→ **EXERCISE INPUTS**:
Issue #729, opened 2026-06-16
Stage-4: support refused PD subspace variation points (delta off / tied / sigmoid_type / identity gating)


ocg-goodfire:
The JAX convert path hardwires the production PD subspace and refuses the rest at convert time: `sigmoid_type` must be `leaky_hard`, `use_delta_component` must be True, `tied_weights` must be None, `identity_decomposition_targets` must be None (E28, PARITY_MATRIX §11 row 11, status partial). These are real torch capabilities deliberately deferred (full-parity target), not na-by-design — part of the Stage-4 set.

jax ref verified: `param_decomp_jax/jax_single_pool/torch_config.py:85,232-233` (asserts). torch ref: `param_decomp_config/pd.py:164,170,147`.

Acceptance: each refused field, when supported, gets a JAX code path + an equivalence fixture against torch for that variation (e.g. delta-off forward, a tied-weights config, an alternate sigmoid_type, identity gating). Closeable per-field; this issue tracks the set. Cites S1, E28. NOTE: the persistent-PGD scope/sigmoid/start_frac/sign Stage-4 items live in the adversary area, not here — this issue is the config-gating model-data side only.

ocg-goodfire:
Ambiguous under the JAX-first pivot: Stage-4 deferred trainer feature (not a dropped feature, not a consumer port). Left open, no push label — revisit when the deferred PD-subspace variation points are scheduled. Under JAX-first it would default to matching torch (the oracle).

ocg-goodfire:
this is fine. can re add things when acutally used an otherwise it's good they're gone

PR #776, opened 2026-06-16
feat(jax): support pd.sigmoid_type variants in the CI fn (partial #729)

ocg-goodfire:
Partial close of #729 — implements the **`sigmoid_type`** variation point (one of the four refused PD-subspace fields). The other three (`use_delta_component=False`, `tied_weights`, `identity_decomposition_targets`) remain deferred and still refuse at convert time; #729 tracks the set and stays open.

## What changed
The JAX convert path hardwired `assert sigmoid_type == "leaky_hard"`. Now the torch `pd.sigmoid_type` threads through `CIArch` → `CIFn` (static field), and `ci_fn.squashing_fns(sigmoid_type)` selects the `(lower, upper)` squashing pair **exactly as torch `ComponentModel` does** (component_model.py:180-186):
- `leaky_hard` → asymmetric production pair (`lower_leaky_hard` custom-VJP + `upper_leaky_hard`)
- every other type → one function for both views

Added JAX impls of `normal` / `hard` / `leaky_hard` / `swish_hard` mirroring torch `param_decomp/ci_sigmoids.py`; `CIArch.sigmoid_type` defaults to `"leaky_hard"` (matches the torch schema default → existing fixtures unchanged); dropped the leaky_hard-only assert; SPEC variation-points CI-squashing row updated.

## Verification
- New `tests/test_ci_sigmoids.py`: torch-math parity for all 5 variant forwards, the `lower_leaky_hard` custom-VJP **backward** vs torch's `LowerLeakyHardSigmoidFunction.backward` (both grad signs), and the `squashing_fns` dispatch contract. Reference values are torch's exact closed forms encoded as numpy — no torch import needed.
- New `test_torch_config.py::test_sigmoid_type_threads_into_ci_arch`: a non-production `sigmoid_type` now converts (no longer refused) and flows verbatim.
- `python -m py_compile` clean; ruff lint+format passed. NOT run under JAX (deps-light worktree); pyright is a no-op here (param_decomp_jax is out of its include).

Equivalence here is pinned against torch's sigmoid math directly rather than the full fixture harness (which needs both a torch and a JAX env to regenerate goldens). Forward + backward are pinned for the custom-VJP variant.

### DIFF
--- a/param_decomp_jax/jax_single_pool/SPEC.md
+++ b/param_decomp_jax/jax_single_pool/SPEC.md
@@ -253,7 +253,7 @@ init: biases zero; weights fan-in scaled (torch init_param_)
 | `SCOPE` | persistent: `c (1,1)` · `sc (1,T)` · `nsc (n,T), n|B` · `bsc (B,T)` (jax: `sc` only today) — fresh-PGD: `c` · `bc` · `bsc` | ★ sc |
 | stoch sampling | `continuous U[0,1]` · `binomial {0,1}` | ★ continuous |
 | delta component | on (`C+1` channels) · off (no delta path, no delta mask) | ★ on |
-| CI squashing | `leaky_hard` pair (§4.2); other registry sigmoids exist in torch but are out of spec scope | ★ leaky_hard |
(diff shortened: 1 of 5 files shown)


ocg-goodfire:
Stale against the chunkwise refactor + config changes. #729 (PD-subspace variation points) stays open as Stage-4 backlog — redo cleanly when scheduled.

→ **TASK**:
Retype the records above, but only those lines that fall between the line containing "--- a/param_decomp_jax/jax_single_pool/SPEC.md" and the line containing "stoch sampling |", with both of those lines included, exactly as written.

→ **ANSWER FOR THIS EXERCISE**:
--- a/param_decomp_jax/jax_single_pool/SPEC.md
+++ b/param_decomp_jax/jax_single_pool/SPEC.md
@@ -253,7 +253,7 @@ init: biases zero; weights fan-in scaled (torch init_param_)
 | `SCOPE` | persistent: `c (1,1)` · `sc (1,T)` · `nsc (n,T), n|B` · `bsc (B,T)` (jax: `sc` only today) — fresh-PGD: `c` · `bc` · `bsc` | ★ sc |
 | stoch sampling | `continuous U[0,1]` · `binomial {0,1}` | ★ continuous |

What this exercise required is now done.